§ **Your instructions**
Copy the whole listing verbatim.

§ **Provided material**
Issue #7668, opened 2018-03-17
Race condition between `WebOperation` and `ServicePointScheduler`.


baulig:
The latest `WebCompletionSource<T>` changes (PR #7358) exposed and intensified the side-effects of a race condition between `WebOperation` and `ServicePointScheduler`.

§ **Answer to this exercise**
Issue #7668, opened 2018-03-17
Race condition between `WebOperation` and `ServicePointScheduler`.


baulig:
The latest `WebCompletionSource<T>` changes (PR #7358) exposed and intensified the side-effects of a race condition between `WebOperation` and `ServicePointScheduler`.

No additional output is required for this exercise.